Xavier did not call because he thought Awromele was angry at him. He didn’t want to force himself on anyone, not even on Jews. He had his pride, and he planned to keep it. He too suffered under the silence, but even more under the way he pictured Awromele taking the weenies of strange men into his mouth.

Xavier decided to take up drawing. The world needed prettying up. Besides, the activity freed him from his unpleasant visions.

At first he used colored pencils. Later, he switched to oil paint and watercolors. Because he was often home alone with his mother — Marc did not return from work with the end of the afternoon — he asked her to pose for him.

Anything was better than a Zionist youth club, the mother thought, so she said, “Use me for your drawings.”

Within a short period, he produced six paintings of the mother, which he himself thought were not bad, although Klimt’s influence was perhaps a bit pronounced. While he painted, he thought about the task he had assigned himself, which he could not accomplish without Awromele.

Marc was enthusiastic about the boy’s paintings. “Keep at it,” he said. “You have talent. I have talent, too, but I can’t do anything with it, and the great thing is that you can. There are two kinds of people, the ones who can do something with their talent and the ones who can’t.”

“Let the boy finish school first,” the mother said. “After that we’ll see.”

The day Xavier began on the seventh big portrait of his mother — he had decided now to paint more in the style of Chagall — Awromele finally left the bed in which he had been drowsing, longing, and whining for the last few days. He had never been able to stand his parents’ whining, but now he was on the verge of becoming a crybaby himself. “Enough,” he had shouted at himself, “enough is enough.” Sitting there under the blankets with his clothes on, he had felt like an Indian in a wigwam; sometimes he dreamed that Xavier came and sat in the wigwam with him, and that they played a game, or simply ate a piece of chocolate together in silence and looked at each other contentedly.

Awromele got dressed, trimmed his curls, borrowed some of his father’s aftershave, and walked to Xavier’s house.

The closer he got to the house, the faster he walked. What nonsense, to wait for a phone call! You could spend your whole life waiting. Maybe there was something wrong with the phone. He started running. As he ran, his yarmulke kept blowing off, so he stuck it in his pocket.

When, at last, he reached the street where Xavier lived, he remembered what Xavier had told him: he was never to call, and certainly never just to pop in, because Xavier’s mother was a sensitive person who didn’t like unexpected visitors; she suffered from intense migraines.

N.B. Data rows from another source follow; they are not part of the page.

PR #924, opened 2020-11-18
Run convergence in service dependency order

ndeloof:
**What I did**
sort services in respect to dependency order so as we recreate one we can flag it's dependent services as `force_recreate` before convergence is applied on those.

Also fix a panic with attempt to write to `results` channel while already closed. Replaced by a dedicated errors channel. 

Bonus: implement `service_healthy` depends_on condition for parity with docker-compose

can be tested using:
```yaml
services:
  jenkins:
    image: jenkins/jenkins:lts
    healthcheck: 
      test: "curl http://localhost:8080/login"
  redis:
    image: redis
    depends_on:
      jenkins:
        condition: service_healthy
```

`compose up` will demonstrate jenkins service being created, and redis one only created after a delay (healthy state)
then change jenkins service configuration, `compose up` will recreate jenkins service _then_ recreate redis one.

### DIFF
--- a/local/convergence.go
+++ b/local/convergence.go
@@ -40,7 +40,10 @@ const (
 )
 
 func (s *local) ensureService(ctx context.Context, project *types.Project, service types.ServiceConfig) error {
-	s.waitDependencies(ctx, project, service)
+	err := s.waitDependencies(ctx, project, service)
+	if err != nil {
+		return err
+	}
 
 	actual, err := s.containerService.apiClient.ContainerList(ctx, moby.ContainerListOptions{
 		Filters: filters.NewArgs(
@@ -117,7 +120,10 @@ func (s *local) waitDependencies(ctx context.Context, project *types.Project, se
 		switch config.Condition {
 		case "service_healthy":
 			eg.Go(func() error {
-				for range time.Tick(500 * time.Millisecond) {
+				ticker := time.NewTicker(500 * time.Millisecond)
+				defer ticker.Stop()
+				for {
+					<-ticker.C
 					healthy, err := s.isServiceHealthy(ctx, project, dep)
 					if err != nil {
 						return err
@@ -126,7 +132,6 @@ func (s *local) waitDependencies(ctx context.Context, project *types.Project, se
 						return nil
 					}
 				}
-				return nil
 			})
 		}
 	}
--- a/local/convergence.go
+++ b/local/convergence.go
@@ -22,6 +22,7 @@ import (
 	"context"
 	"fmt"
 	"strconv"
+	"time"
 
 	"github.com/compose-spec/compose-go/types"
 	moby "github.com/docker/docker/api/types"
@@ -39,6 +40,8 @@ const (
 )
 
 func (s *local) ensureService(ctx context.Context, project *types.Project, service types.ServiceConfig) error {
+	s.waitDependencies(ctx, project, service)
+
 	actual, err := s.containerService.apiClient.ContainerList(ctx, moby.ContainerListOptions{
 		Filters: filters.NewArgs(
 			filters.Arg("label", fmt.Sprintf("%s=%s", projectLabel, project.Name)),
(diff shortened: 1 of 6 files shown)


local/dependencies.go
```diff
@@ -25,37 +25,59 @@ import (
...
 			}
 			if containsAll(ready, service.GetDependencies()) {
 				service := service
 				scheduled = append(scheduled, service.Name)
 				eg.Go(func() error {
-					err := fn(service)
+					err := fn(ctx, service)
 					if err != nil {
-						close(results)
+						errors <- err
```
rumpl, line 49: Not sure I understand why we need the `errors` chan

ndeloof: other goroutine will try to close an already close channel, which results into panic

ndeloof: for docker/c2 I uses a chan Pair(result, error) for this same needs.
I'd welcome any canonical golang reference about running things in parallel, collect results (which triggers more things to run, this is not just a parallel "map reduce") and stop on first error

rumpl: But wait, things are not running in parallel here right? Your code is equivalent to

```go
func inDependencyOrder(ctx context.Context, project *types.Project, fn func(context.Context, types.ServiceConfig) error) error {
	var (
		scheduled []string
		ready     []string
	)
	services := sortByDependency(project.Services)

	results := []string{}
	for len(ready) < len(services) {
		eg, _ := errgroup.WithContext(ctx)
		for _, service := range services {
			if contains(scheduled, service.Name) {
				continue
			}
			if containsAll(ready, service.GetDependencies()) {
				service := service
				scheduled = append(scheduled, service.Name)
				eg.Go(func() error {
					err := fn(ctx, service)
					if err != nil {
						return err
					}
					results = append(results, service.Name)
					return nil
				})
			}
		}

		if err := eg.Wait(); err != nil {
			return err
		}
	}

	return nil
}
```

Basically, each time you run a goroutine you just block while it goes up no? What am I missing here?

rumpl: Ok no, you need the `results` chan but you can move the `eg` inside the first `for` loop I think

ndeloof: the idea is that first result _may_ allow to schedule another service to start.
example: with services A,B,C,D A depends on B, C depends on D
first iteration will create B and D in parallel
B starts first and sends results -> new iteration will trigger A to be created, while D might not (yet) be ready - especially considering support for `service_healthy`

note: this is mostly a direct transcription of docker-compose convergence logic here.

ndeloof: Would be nice this loop actually run in parallel with the pull_policy one, so that some service can start and get healthy while other still pull... maybe a bit over-engineering for something that only will take seconds ;P

rumpl: Oookay understood, it's hairy :D

ndeloof: Yes. The issue is the actual parrapel task list depends on the completed ones... This is where a dependency graph would help ;)

local/convergence.go
```diff
@@ -102,6 +111,28 @@ func (s *local) ensureService(ctx context.Context, project *types.Project, servi
 	return eg.Wait()
 }
 
+func (s *local) waitDependencies(ctx context.Context, project *types.Project, service types.ServiceConfig) error {
+	eg, ctx := errgroup.WithContext(ctx)
+	for dep, config := range service.DependsOn {
+		switch config.Condition {
+		case "service_healthy":
```
gtardif, line 118: Intuitively, I feel this waiting code could be integrated in `inDependencyOrder()`, and that would make things easier to understand (I hope). Here the complexity of the scheduling is split in 2 places and it makes it hard to understand the possible interactions between the 2. (Also note in terms of runtime, the function passed to `inDependencyOrder()` will precisely first call `waitDependencies`). 

Or possibly start services more brutally, and add a case here for dependencies, not only waiting on healthchecks, leaving each service the responsibility to wait for all it's dependencies in the proper state (requires refactoring to share status of all services)

gtardif: I would need to try things out, and discuss this more in detail...

gtardif (commented):
Open question on refactoring how services wait for their dependencies (see my comment)

In terms of UX, it would be nice to display a service "Waiting" status in the progress. With the jenkins example we see jenkins service "created, then nothing happens for some time, we don't know why. 
And possibly a "Healthy" status when jenkins gets healthy... displaying these statuses in progress might be linked to the technical refactoring of service scheduling :)

local/convergence.go
ndeloof: `inDependencyOrder` only sort services so we process services in the right order
service healthy handle the _condition_ a depdency is considered fullfiled and we can process the next step

> leaving each service the responsibility to wait for all it's dependencies in the proper state
this is what swarm decided to adopt, and cause for depends_on to be removed from compose file v3

gtardif (approved):
We can leave improving the UX (Waiting status in this case while redis is waiting for Jenkins) for a follow up...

All Awromele’s courage and good resolutions faded at the thought of Xavier’s mother with a migraine. He couldn’t just ring the bell and ask, “Is Xavier at home?” As long as he didn’t ring the bell, there was still hope; but if he rang the bell, everything was lost.

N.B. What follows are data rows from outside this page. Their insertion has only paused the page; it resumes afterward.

PR #567, opened 2021-11-29
[Problem Statement] TEP-0096: Pipelines V1 Release

lbernick:
This commit defines the problem statement for a stable release
of Tekton pipelines. It also describes the current Pipelines
deprecation policy and proposes a deprecation policy for a stable
release of Pipelines.

Co-authored-by: Jerop Kipruto jerop@google.com @jerop

### DIFF
--- a/teps/0096-pipelines-v1-api.md
+++ b/teps/0096-pipelines-v1-api.md
@@ -1,0 +1,141 @@
+---
+status: proposed
+title: Pipelines V1 API
+creation-date: '2021-11-29'
+last-updated: '2021-12-07'
+authors:
+- '@lbernick'
+- '@jerop'
+- '@bobcatfish'
+- '@vdemeester'
+see-also:
+- TEP-0033
+---
+
+# TEP-0096: Pipelines V1 API
+
+<!-- toc -->
+- [Summary](#summary)
+- [Motivation](#motivation)
+  - [Goals](#goals)
+  - [Non-Goals](#non-goals)
+- [Background](#background)
+- [Proposal](#proposal)
+  - [V1 Stability and Deprecation Policy](#v1-stability-and-deprecation-policy)
+  - [API Definition](#api-definition)
+  - [Use Cases](#use-cases)
+- [References](#references)
+<!-- /toc -->
+
+## Summary
+
+Today, Tekton provides a Beta API and a deprecated Alpha API.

He sat down beneath a tree across from the house and waited. He waited until he was chilled to the bone. Then he got up and walked back to his own house, where he climbed into bed, clothes and all, and cried as if his heart was broken. His sister Rochele heard it, but didn’t want to disturb him.

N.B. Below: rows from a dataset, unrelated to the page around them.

PR #569, opened 2021-12-07
[TEP-0098] Workflows - Problem Statement

dibyom:
Adds a problem statement for the [experimental workflows API](https://github.com/tektoncd/community/issues/464). The goal is to start a discussion around the use cases we should target for Workflows. The approach I'm planning to take is to design and work on this in an experimental project once we have the use cases. 
Moving from an experimental API to a full Tekton API is out of scope for now and can be considered depending on how the experimental project goes.

/cc @sbwsg @chmouel @khrm

### DIFF
--- a/teps/0098-workflows.md
+++ b/teps/0098-workflows.md
@@ -1,0 +1,313 @@
+---
+status: proposed
+title: Workflows
+creation-date: '2021-12-06'
+last-updated: '2021-12-06'
+authors:
+- '@dibyom'
+---
+
+# TEP-0098: Workflows
+
+<!--
+**Note:** When your TEP is complete, all of these comment blocks should be removed.
+
+To get started with this template:
+
+- [ ] **Fill out this file as best you can.**
+  At minimum, you should fill in the "Summary", and "Motivation" sections.
+  These should be easy if you've preflighted the idea of the TEP with the
+  appropriate Working Group.
+- [ ] **Create a PR for this TEP.**
+  Assign it to people in the SIG that are sponsoring this process.
+- [ ] **Merge early and iterate.**
+  Avoid getting hung up on specific details and instead aim to get the goals of
+  the TEP clarified and merged quickly.  The best way to do this is to just
+  start with the high-level sections and fill out details incrementally in
+  subsequent PRs.
+
+Just because a TEP is merged does not mean it is complete or approved.  Any TEP
+marked as a `proposed` is a working document and subject to change.  You can
+denote sections that are under active debate as follows:
+
+```
+<<[UNRESOLVED optional short context or usernames ]>>
+Stuff that is being argued.
+<<[/UNRESOLVED]>>
+```
+
+When editing TEPS, aim for tightly-scoped, single-topic PRs to keep discussions
+focused.  If you disagree with what is already in a document, open a new PR
+with suggested changes.
+
+If there are new details that belong in the TEP, edit the TEP.  Once a
+feature has become "implemented", major changes should get new TEPs.
+
+The canonical place for the latest set of instructions (and the likely source
+of this file) is [here](/teps/NNNN-TEP-template/README.md).
+
+-->
+
+<!--
+This is the title of your TEP.  Keep it short, simple, and descriptive.  A good
+title can help communicate what the TEP is and should be considered as part of
+any review.
+-->
+
+<!--
+A table of contents is helpful for quickly jumping to sections of a TEP and for
+highlighting any additional information provided beyond the standard TEP
+template.
+
+Ensure the TOC is wrapped with
+  <code>&lt;!-- toc --&rt;&lt;!-- /toc --&rt;</code>
+tags, and then generate with `hack/update-toc.sh`.
+-->
+
+<!-- toc -->
+- [Summary](#summary)
+- [Motivation](#motivation)
+  - [Goals](#goals)
+  - [Non-Goals](#non-goals)
+  - [Use Cases](#use-cases)
+- [Requirements](#requirements)
+- [Proposal](#proposal)
+  - [Notes/Caveats (optional)](#notescaveats-optional)
+  - [Risks and Mitigations](#risks-and-mitigations)
+  - [User Experience (optional)](#user-experience-optional)
+  - [Performance (optional)](#performance-optional)
+- [Design Details](#design-details)
+- [Test Plan](#test-plan)
+- [Design Evaluation](#design-evaluation)
+- [Drawbacks](#drawbacks)
+- [Alternatives](#alternatives)
+- [Infrastructure Needed (optional)](#infrastructure-needed-optional)
+- [Upgrade &amp; Migration Strategy (optional)](#upgrade--migration-strategy-optional)
+- [Implementation Pull request(s)](#implementation-pull-request-s)
+- [References (optional)](#references-optional)
+<!-- /toc -->
+
+## Summary
+
+<!--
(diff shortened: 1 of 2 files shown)


teps/0096-workflows.md
```diff
@@ -0,0 +1,312 @@
+---
+status: proposed
+title: Workflows
+creation-date: '2021-12-06'
+last-updated: '2021-12-06'
+authors:
+- '@dibyom'
+---
+
+# TEP-0096: Workflows
```
dibyom, line 10: TEP-0096 is pipelines v1 -- we should be 0097

teps/0096-workflows.md
```diff
@@ -0,0 +1,312 @@
...
+Describe the concrete improvement specific groups of users will see if the
+Motivations in this doc result in a fix or feature.
+
+Consider both the user's role (are they a Task author? Catalog Task user?
+Cluster Admin? etc...) and experience (what workflows or actions are enhanced
+if this problem is solved?).
+-->
+
+1. End users can set up an entire end to end CI pipeline (from source back to run results) using only Tekton 
+1. End uses can visualize runs grouped by repository
```
sbwsg, line 160: nit: s/uses/users/

teps/0096-workflows.md
```diff
@@ -0,0 +1,312 @@
...
+-->
+
+* Provide a way to describe entire CI/CD configuration (not just pipeline definition) in a single place
+* Make managing Tekton configuration less verbose and repetitive.
+* Support end to end CI workflows from source control
+* Make it easier and simpler for end users to get started with a pure Tekton CI system
+* Allow clear separation of concerns between platform developers and app teams
+* Allow for clear separation between run configuration and pipeline definition?
+
+### Non-Goals
```
sbwsg, line 140: Is deployment of all the necessary Tekton components a goal or non-goal? Thinking of a situation where a user starts with an empty cluster and needs (`Pipelines`, `Triggers`, `Workflows`, `Remote Resolution`) all deployed at versions that work together under the Workflows API. Is this something the Workflows project might provide or would we lean on the Operator project here instead maybe?  Either way it might be worth calling out as in or out of scope here.

dibyom: Good point. Yeah I think I think we'd mention other projects as pre-requisites and installing them would be the user's job. They can use the operator project to simplify the installs.

abayer:
So would this be a glue layer above both Pipelines and Triggers? I mean, in part, 'cos it does seem to be more than just that. =)

teps/0096-workflows.md
khrm: At present, the operator (for Openshift distribution) also provides a service account creation in every namespace with appropriate roles for triggers and pipelines. Will workflows deal with cluster-wide or namespaced scope changes? If latter, then there's no potential conflict in Operator and Workflow. If former, we will need to delegate some operator responsibilities to the latter or vice-versa.

teps/0098-workflows.md
```diff
@@ -0,0 +1,313 @@
...
+
+Most CI/CD workflows also require interactions with external systems such as GitHub. Tekton today does not provide a way to declare these in a standardized way making it harder to visualize and debug the entire end to end workflow in a single place e.g. it is hard to visualize all pipeline runs for a given repository.
+
+Standardizing all of the configuration in one place can also enable some enterprise use cases. For instance, platform users can control the Workflow resource fields such as service accounts, secret configuration for various third party integrations while the app developer teams can still manage the actual pipeline definition in code
```
khrm, line 121: At present, the operator (for Openshift distribution) also provides a service account creation in every namespace with appropriate roles for triggers and pipelines. Will workflows deal with cluster-wide or namespaced scope changes? If latter, then there's no potential conflict in Operator and Workflow. If former, we will need to delegate some operator responsibilities to the latter or vice-versa.

khrm (approved):

dibyom:
> So would this be a glue layer above both Pipelines and Triggers? I mean, in part, 'cos it does seem to be more than just that. =)

To start with, yes. Besides Pipelines and Triggers, we are also exploring adding other bits that are useful for CI workloads e.g. a concept of git repos, notifications etc.

teps/0098-workflows.md
dibyom: So, there is an SA per namespace and this SA is supposed to be used by the user in their pipelineruns/triggers etc?

Workflows will still allow users to set the SA to be used for the run, so if I'm understanding your question correctly, I think the operator SA will still work.

dibyom: Discussed this in the WG today - Operator installs a SA that contains the right roles/bindings/secrets needed to run triggers/pipelines. We can default to this SA optionally, but users can override the SA in the workflow spec.

vdemeester: > Discussed this in the WG today - Operator installs a SA that contains the right roles/bindings/secrets needed to run triggers/pipelines. We can default to this SA optionally, but users can override the SA in the workflow spec.

Note: The SA setup in the operator is just a "different" SA than the `default` one to be able to run *by default* some of our shipped Tasks in OpenShift Pipelines. It is *not* required to run all Pipeline/Task, we are just setting it and using it as default SA instead of the `default` SA provided by k8s.

teps/0098-workflows.md
```diff
@@ -0,0 +1,313 @@
...
+simplify the Tekton experience. It can provide a single place to declare all the pieces that are needed for the complete workflow including third party resources (secrets, repositories) that are used by multiple Tekton systems.
+
+### Goals
+
+<!--
+List the specific goals of the TEP.  What is it trying to achieve?  How will we
+know that this has succeeded?
+-->
+
+* Provide a way to describe entire CI/CD configuration (not just pipeline definition) in a single place
```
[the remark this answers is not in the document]
vdemeester: @chmouel do you mean multiple pipeline that run at the same time *or* multiple pipeline that run in different conditions (branches, tags, pull_request, …) or both ?

vdemeester (approved):

teps/0098-workflows.md
dibyom: Got it. It still sounds like this SA can be set as the default (perhaps by a mutating webhook) while the users can override it in their spec if they want.

teps/0098-workflows.md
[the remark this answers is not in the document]
dibyom: We discussed this a bit at the WG last week - [Notes](https://docs.google.com/document/d/1di4ikeVb8Mksgbq4CzW4m4xUQPZ2dQMLvK1VIJw7OQg/edit#heading=h.p7fubqtinqqe)

I think the use case was more like a pipeline in pipeline use case e.g a common security pipeline that is added to any user defined pipeline etc.

jerop:
/lgtm

approved at API WG 

(@dibyom to respond to nonblocking comments)

teps/0098-workflows.md
vdemeester: > Got it. It still sounds like this SA can be set as the default (perhaps by a mutating webhook) while the users can override it in their spec if they want.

Xavier was in the living room, painting with a sure hand. He had purchased a secondhand easel. Every two minutes he thought about Awromele. Which is probably why he painted his mother in pin curls. With every pin curl that took shape on the canvas, his anger grew. Why hadn’t Awromele bothered to call and ask how he was doing? That was the normal thing to do, wasn’t it, especially when someone had been in the hospital for a few weeks because of complications following a circumcision? You got in touch. At the very least you sent a card, without a return address if need be. He looked at the bookshelf with the volumes of Schiller on it and saw King David.

“Could you just hold the jar like this?” he asked the mother. He lifted it down off the shelf and handed it to her; she took it without protest. She didn’t look at her son’s testicle.

Her remedy for suffering had stood the test of time. She had nibbled at it all her life, a certain passivity, a certain compliance, living as though it had nothing to do with you. And that was how Xavier, thinking of Awromele doing dastardly things with other men, came to paint the mother with testicle.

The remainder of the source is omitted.